Los relatos que se presentan a continuación son del dominio público en algunas zonas de Iztapalapa.


El Señor de La Cuevita

El Señor de La Cuevita es uno de los patronos de Iztapalapa. Se cuenta que los señores de Etla (en Oaxaca) venían a la ciudad de México, cargando la imagen de su santo patrón para llevarlo a reparar. Se trataba de una escultura de Jesucristo yacente en el sepulcro. Una de las muchas noches que pernoctaron a campo abierto en su largo camino, tuvieron que quedarse en una cueva del cerro de la Estrella.

Al día siguiente, cuando querían emprender nuevamente su camino rumbo a México, al intentar levantar la imagen, ésta pesaba tanto que no la podían levantar. Lo intentaron varias veces más, y lo mismo: no podían cargar con ella. Hasta con la ayuda de los residentes. Entonces, ellos interpretaron que la imagen quería quedarse en la cueva, y la donaron al pueblo de Iztapalapa que le construyó una ermita en el lugar.

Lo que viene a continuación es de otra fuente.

PR #4159, opened 2026-03-22
Fix startup crash on malformed patch indexes and short CONTENT_ID

morvaer:
Prevents early startup termination triggered by `CUSA03173` when auto-patch repositories contain missing/unreadable/malformed `files.json` by adding open checks, JSON parse exception handling, and basic schema validation.

Hardens `param.sfo` handling by guarding `CONTENT_ID` substring extraction and falling back to `TITLE_ID` , and by catching invalid `sdk_ver` parsing from `PUBTOOLINFO` with a safe fallback to firmware version.

### DIFF
--- a/src/emulator.cpp
+++ b/src/emulator.cpp
@@ -132,7 +132,7 @@ void Emulator::Run(std::filesystem::path file, std::vector<std::string> args,
     std::string id;
     std::string title;
     std::string app_version;
-    u32 sdk_version;
+    u32 sdk_version{};
     u32 fw_version;
     Common::PSFAttributes psf_attributes{};
     if (param_sfo_exists) {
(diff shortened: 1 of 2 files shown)


georgemoralis:
looking good , needs clang fix and we are good for merge

src/emulator.cpp
```diff
@@ -173,7 +175,13 @@ void Emulator::Run(std::filesystem::path file, std::vector<std::string> args,
             sdk_ver_len -= sdk_ver_offset;
             std::string sdk_ver_string = pubtool_info.substr(sdk_ver_offset, sdk_ver_len).data();
             // Number is stored in base 16.
-            sdk_version = std::stoi(sdk_ver_string, nullptr, 16);
+            try {
```
StevenMiller123, line 178: Pubtoolinfo parsing shouldn't trigger exceptions, I checked with homebrew to make sure.
Could you provide more detail about this?

src/emulator.cpp
```diff
@@ -141,10 +141,12 @@ void Emulator::Run(std::filesystem::path file, std::vector<std::string> args,
...
         const auto title_id = param_sfo->GetString("TITLE_ID");
-        if (content_id.has_value() && !content_id->empty()) {
-            id = std::string(*content_id, 7, 9);
-        } else if (title_id.has_value()) {
+        if (content_id.has_value() && content_id->size() >= 16) {
+            id = content_id->substr(7, 9);
+        } else if (title_id.has_value() && !title_id->empty()) {
             id = *title_id;
+        } else if (content_id.has_value() && !content_id->empty()) {
+            LOG_WARNING(Loader, "CONTENT_ID too short to derive game id: {}", *content_id);
```
StevenMiller123, line 149: I'd prefer if we logged all cases of CONTENT_ID issues, as this shouldn't be an issue for any game dumps.

StevenMiller123 (changes requested):
Not going to judge the patching code, as that isn't something I'm particularly familiar with.

kernelstub:
Hi, I accidentaly pushed on my other acc that I didn't even use. I will fix and repush, sorry.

Muchos años después, a mediados del siglo XIX, Iztapalapa padeció una epidemia de cólera. Entonces el pueblo invocó al Señor de La Cuevita y milagrosamente fue salvado de la catástrofe. En agradecimiento, los iztapalapenses le construyeron un santuario, que sustituyó a la vieja ermita, y prometieron, como manda, representar en Semana Santa la Pasión, lo cual se ha venido haciendo casi sin interrupción desde aquella época (sólo fue suspendida por la Revolución).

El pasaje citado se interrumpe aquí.